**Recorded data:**
┄┄┄┄┄┄┄┄┄┄┄┄┄┄┄┄┄┄┄┄

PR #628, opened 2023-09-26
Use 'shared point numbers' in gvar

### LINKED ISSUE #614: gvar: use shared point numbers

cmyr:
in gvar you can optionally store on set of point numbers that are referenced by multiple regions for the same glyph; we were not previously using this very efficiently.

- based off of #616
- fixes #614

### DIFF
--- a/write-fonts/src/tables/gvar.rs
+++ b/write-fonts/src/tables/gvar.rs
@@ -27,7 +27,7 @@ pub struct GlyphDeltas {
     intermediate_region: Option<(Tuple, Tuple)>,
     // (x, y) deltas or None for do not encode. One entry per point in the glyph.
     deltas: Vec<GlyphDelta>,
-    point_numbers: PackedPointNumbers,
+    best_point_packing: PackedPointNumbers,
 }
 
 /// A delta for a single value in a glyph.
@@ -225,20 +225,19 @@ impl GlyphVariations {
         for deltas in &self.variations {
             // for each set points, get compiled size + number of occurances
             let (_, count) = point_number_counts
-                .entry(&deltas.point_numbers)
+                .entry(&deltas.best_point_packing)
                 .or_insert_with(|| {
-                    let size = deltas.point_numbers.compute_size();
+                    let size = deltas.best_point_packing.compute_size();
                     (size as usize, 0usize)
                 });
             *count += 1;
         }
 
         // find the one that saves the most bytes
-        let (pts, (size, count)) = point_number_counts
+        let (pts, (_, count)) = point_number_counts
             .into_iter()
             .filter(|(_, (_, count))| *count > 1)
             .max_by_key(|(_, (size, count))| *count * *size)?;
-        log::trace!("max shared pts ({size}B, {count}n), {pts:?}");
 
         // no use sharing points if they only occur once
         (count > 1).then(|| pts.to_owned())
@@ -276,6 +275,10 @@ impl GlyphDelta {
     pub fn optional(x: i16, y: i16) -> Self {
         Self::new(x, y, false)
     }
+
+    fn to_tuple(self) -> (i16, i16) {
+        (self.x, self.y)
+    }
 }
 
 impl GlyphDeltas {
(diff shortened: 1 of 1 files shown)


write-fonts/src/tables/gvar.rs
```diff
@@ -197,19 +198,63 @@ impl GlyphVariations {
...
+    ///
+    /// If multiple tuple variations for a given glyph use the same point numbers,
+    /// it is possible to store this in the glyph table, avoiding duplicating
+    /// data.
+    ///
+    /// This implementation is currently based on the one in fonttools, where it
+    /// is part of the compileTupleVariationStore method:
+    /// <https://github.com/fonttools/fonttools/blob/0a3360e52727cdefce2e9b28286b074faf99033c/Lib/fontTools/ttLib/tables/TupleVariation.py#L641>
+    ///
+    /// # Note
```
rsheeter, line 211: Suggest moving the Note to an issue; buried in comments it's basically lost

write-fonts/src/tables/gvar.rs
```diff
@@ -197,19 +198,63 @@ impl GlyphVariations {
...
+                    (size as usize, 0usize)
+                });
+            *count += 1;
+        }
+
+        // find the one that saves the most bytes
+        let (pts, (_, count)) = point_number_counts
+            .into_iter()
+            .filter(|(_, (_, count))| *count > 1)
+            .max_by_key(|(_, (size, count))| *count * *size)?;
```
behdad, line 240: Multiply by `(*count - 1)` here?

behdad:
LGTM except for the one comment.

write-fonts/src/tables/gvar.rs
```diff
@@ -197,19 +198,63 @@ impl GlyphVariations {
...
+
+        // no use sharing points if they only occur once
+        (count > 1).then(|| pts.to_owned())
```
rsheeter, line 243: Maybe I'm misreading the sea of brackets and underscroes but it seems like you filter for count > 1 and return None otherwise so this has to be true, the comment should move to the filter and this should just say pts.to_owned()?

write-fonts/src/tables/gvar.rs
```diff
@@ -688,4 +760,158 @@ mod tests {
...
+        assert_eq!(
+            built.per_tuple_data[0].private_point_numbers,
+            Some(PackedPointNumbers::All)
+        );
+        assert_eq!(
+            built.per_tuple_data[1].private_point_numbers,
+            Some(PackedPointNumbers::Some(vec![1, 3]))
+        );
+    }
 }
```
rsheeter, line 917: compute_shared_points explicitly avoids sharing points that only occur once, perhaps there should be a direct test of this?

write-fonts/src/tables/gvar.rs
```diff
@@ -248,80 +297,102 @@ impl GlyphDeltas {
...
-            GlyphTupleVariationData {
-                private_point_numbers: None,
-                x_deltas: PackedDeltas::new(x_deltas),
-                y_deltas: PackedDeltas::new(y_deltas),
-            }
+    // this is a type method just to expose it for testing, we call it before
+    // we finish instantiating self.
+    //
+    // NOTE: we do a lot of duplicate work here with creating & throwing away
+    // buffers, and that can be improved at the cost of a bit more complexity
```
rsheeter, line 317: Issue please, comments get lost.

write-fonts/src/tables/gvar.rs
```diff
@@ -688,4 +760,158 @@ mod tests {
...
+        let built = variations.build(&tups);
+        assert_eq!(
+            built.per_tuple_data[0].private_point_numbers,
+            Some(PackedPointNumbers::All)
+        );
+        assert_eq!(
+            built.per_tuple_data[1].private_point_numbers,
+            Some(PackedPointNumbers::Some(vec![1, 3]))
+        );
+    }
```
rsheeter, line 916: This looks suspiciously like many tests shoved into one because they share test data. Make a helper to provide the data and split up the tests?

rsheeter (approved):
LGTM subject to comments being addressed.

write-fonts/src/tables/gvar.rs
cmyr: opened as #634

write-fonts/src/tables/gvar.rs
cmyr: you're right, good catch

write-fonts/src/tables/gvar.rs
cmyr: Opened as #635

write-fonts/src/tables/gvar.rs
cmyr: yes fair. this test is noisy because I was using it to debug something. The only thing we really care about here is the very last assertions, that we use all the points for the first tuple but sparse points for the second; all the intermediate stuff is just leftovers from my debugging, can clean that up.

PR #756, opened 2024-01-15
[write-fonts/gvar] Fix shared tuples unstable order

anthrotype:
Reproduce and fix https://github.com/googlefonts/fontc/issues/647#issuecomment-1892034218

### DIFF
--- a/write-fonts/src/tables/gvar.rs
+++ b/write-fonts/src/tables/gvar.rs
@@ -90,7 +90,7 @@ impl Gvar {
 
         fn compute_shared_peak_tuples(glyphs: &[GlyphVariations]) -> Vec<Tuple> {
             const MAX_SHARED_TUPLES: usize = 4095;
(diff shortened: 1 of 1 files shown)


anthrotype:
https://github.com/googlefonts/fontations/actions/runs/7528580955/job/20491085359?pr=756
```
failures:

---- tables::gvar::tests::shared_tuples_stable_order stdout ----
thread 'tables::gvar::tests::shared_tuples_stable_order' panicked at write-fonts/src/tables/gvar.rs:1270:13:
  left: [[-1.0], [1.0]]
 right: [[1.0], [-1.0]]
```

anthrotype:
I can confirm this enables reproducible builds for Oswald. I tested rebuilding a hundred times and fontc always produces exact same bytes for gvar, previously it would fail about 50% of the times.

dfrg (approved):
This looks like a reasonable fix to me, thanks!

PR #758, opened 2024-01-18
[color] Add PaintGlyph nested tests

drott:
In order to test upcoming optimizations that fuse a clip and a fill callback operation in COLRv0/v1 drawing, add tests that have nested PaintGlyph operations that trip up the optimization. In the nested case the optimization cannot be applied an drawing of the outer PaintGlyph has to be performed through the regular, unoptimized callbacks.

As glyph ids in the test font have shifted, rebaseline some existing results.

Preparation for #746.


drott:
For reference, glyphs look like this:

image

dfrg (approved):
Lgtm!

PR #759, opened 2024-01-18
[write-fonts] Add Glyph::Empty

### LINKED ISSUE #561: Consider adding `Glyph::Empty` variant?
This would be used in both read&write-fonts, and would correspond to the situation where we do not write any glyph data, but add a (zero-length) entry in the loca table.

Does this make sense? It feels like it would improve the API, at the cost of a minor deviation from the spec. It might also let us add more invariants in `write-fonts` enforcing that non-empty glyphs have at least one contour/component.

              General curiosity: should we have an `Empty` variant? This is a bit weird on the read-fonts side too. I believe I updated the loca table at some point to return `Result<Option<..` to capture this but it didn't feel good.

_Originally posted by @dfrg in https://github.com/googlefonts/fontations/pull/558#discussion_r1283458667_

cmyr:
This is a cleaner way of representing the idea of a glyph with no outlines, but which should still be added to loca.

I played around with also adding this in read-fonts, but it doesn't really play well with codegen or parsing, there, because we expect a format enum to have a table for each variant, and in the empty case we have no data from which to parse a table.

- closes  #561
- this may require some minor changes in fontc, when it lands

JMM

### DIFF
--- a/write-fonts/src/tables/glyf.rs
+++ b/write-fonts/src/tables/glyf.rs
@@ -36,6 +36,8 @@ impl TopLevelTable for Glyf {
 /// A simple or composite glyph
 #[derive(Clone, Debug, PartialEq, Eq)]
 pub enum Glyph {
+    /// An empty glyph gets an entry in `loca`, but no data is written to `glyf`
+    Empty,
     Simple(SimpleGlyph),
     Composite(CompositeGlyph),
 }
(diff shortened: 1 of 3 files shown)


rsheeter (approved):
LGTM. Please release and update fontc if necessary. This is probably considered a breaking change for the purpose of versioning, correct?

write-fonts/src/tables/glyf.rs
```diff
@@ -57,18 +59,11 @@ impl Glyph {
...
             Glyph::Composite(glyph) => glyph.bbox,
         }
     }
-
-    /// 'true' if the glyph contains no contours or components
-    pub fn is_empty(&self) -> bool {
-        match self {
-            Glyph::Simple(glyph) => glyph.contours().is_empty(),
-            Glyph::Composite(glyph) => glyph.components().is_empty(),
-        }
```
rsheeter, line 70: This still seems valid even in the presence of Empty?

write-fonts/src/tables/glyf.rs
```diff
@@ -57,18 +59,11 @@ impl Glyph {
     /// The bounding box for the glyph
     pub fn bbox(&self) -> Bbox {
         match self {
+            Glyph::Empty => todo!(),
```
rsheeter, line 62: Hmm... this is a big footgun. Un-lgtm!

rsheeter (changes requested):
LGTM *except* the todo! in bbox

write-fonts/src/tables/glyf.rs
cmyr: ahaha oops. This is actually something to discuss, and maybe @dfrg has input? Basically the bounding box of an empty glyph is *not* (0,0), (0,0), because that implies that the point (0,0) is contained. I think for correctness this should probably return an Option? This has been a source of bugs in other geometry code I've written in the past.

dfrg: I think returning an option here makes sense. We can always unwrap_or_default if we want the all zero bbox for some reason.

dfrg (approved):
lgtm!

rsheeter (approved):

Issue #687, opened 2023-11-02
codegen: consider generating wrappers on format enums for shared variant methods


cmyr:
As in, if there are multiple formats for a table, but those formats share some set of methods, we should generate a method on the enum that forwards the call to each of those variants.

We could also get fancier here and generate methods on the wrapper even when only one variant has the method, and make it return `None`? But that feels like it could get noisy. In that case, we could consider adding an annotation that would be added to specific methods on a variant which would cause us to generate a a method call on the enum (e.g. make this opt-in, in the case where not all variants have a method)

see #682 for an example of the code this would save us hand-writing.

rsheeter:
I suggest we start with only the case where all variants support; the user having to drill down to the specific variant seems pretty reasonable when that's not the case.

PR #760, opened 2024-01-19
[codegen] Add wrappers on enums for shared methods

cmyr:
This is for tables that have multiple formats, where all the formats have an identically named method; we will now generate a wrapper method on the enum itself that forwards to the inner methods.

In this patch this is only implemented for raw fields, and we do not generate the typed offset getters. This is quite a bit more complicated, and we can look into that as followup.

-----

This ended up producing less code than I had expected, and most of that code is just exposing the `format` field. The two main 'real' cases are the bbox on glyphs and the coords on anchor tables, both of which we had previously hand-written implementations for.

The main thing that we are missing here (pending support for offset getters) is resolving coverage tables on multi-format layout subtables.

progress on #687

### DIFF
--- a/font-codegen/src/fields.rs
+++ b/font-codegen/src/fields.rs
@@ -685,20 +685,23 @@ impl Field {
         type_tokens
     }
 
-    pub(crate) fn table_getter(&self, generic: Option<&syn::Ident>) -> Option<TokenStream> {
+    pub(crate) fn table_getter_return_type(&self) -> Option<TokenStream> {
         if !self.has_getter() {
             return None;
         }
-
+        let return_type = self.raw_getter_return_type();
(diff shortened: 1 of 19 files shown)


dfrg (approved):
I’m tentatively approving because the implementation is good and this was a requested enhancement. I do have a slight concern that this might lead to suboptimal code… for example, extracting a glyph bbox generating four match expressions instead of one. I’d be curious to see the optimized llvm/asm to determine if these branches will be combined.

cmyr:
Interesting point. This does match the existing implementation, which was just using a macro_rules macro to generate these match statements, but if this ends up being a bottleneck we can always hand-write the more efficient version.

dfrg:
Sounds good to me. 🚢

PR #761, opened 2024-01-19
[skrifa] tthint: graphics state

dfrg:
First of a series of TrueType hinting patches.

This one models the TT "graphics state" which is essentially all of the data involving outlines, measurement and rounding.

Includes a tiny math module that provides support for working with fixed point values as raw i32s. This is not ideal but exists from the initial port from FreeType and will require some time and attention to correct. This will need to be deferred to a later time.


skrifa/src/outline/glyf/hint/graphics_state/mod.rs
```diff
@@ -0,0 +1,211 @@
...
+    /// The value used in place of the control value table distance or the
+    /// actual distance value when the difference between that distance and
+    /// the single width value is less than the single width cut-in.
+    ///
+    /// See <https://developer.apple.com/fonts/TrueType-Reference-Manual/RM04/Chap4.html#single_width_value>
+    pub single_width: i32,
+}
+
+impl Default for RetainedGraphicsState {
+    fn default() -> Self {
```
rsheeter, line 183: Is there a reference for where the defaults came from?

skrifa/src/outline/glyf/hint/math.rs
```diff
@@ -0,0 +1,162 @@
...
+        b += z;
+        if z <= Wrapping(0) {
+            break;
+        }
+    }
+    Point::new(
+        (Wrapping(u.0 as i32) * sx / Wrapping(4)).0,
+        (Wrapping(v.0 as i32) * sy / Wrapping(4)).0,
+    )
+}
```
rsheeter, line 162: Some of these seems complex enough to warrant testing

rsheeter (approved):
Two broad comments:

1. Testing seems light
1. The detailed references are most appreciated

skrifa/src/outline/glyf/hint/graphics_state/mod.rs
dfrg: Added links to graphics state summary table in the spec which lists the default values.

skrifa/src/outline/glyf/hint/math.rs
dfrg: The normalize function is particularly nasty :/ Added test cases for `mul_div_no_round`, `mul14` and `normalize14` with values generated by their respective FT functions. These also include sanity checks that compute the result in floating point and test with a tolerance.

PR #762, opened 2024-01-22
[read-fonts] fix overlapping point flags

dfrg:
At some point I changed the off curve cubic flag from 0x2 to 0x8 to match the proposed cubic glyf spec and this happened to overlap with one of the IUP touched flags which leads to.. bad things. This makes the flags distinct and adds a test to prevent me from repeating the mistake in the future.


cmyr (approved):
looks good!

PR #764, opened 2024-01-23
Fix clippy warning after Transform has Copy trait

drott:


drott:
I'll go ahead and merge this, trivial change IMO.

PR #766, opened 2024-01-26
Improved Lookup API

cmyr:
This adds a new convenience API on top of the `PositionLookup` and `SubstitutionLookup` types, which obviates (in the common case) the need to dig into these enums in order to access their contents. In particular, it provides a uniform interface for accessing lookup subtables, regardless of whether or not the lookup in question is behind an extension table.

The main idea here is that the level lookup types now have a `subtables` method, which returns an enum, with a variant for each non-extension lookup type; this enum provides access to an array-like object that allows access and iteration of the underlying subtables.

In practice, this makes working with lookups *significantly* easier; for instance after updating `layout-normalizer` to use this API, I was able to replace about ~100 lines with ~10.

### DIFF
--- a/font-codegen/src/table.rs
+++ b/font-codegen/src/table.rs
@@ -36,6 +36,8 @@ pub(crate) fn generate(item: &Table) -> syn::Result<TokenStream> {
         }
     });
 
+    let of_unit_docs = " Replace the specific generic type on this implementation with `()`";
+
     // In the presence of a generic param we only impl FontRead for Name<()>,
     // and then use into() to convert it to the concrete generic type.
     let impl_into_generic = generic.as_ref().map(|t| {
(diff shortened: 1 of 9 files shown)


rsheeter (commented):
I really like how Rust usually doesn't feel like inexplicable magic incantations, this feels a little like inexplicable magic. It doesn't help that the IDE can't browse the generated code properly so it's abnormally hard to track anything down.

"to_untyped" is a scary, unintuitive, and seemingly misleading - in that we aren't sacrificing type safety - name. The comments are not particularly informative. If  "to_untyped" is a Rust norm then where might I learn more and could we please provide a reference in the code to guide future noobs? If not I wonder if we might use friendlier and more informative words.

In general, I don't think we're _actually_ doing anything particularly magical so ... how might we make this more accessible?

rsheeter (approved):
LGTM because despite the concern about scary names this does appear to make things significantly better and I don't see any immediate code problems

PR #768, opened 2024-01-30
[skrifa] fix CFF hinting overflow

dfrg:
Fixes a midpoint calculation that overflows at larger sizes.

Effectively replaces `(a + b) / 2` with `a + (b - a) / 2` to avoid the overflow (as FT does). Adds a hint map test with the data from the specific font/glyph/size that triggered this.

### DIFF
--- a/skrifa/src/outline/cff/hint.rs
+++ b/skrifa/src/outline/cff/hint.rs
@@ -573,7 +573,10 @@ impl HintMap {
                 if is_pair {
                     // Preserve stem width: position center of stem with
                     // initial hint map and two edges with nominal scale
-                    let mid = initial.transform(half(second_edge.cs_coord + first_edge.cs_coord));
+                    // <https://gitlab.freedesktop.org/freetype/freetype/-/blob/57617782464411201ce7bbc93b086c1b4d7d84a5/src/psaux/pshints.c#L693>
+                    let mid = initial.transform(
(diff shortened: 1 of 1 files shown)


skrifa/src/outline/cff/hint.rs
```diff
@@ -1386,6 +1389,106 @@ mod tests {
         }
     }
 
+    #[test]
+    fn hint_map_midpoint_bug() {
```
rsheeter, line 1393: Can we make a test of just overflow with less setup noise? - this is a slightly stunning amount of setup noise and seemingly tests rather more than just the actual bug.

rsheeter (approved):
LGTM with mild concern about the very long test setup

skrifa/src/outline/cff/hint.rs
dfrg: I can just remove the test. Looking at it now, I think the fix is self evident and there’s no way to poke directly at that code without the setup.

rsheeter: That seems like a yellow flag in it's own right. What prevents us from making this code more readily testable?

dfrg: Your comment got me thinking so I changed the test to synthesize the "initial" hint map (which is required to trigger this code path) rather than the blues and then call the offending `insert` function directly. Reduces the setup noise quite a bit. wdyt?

┄┄┄┄┄┄┄┄┄┄┄┄┄┄┄┄┄┄┄┄

**Task:**
Reproduce exactly the lines from the one with "LGTM with mild" through the end of the entries above, both ends included.

**Solution below:**
LGTM with mild concern about the very long test setup

skrifa/src/outline/cff/hint.rs
dfrg: I can just remove the test. Looking at it now, I think the fix is self evident and there’s no way to poke directly at that code without the setup.

rsheeter: That seems like a yellow flag in it's own right. What prevents us from making this code more readily testable?

dfrg: Your comment got me thinking so I changed the test to synthesize the "initial" hint map (which is required to trigger this code path) rather than the blues and then call the offending `insert` function directly. Reduces the setup noise quite a bit. wdyt?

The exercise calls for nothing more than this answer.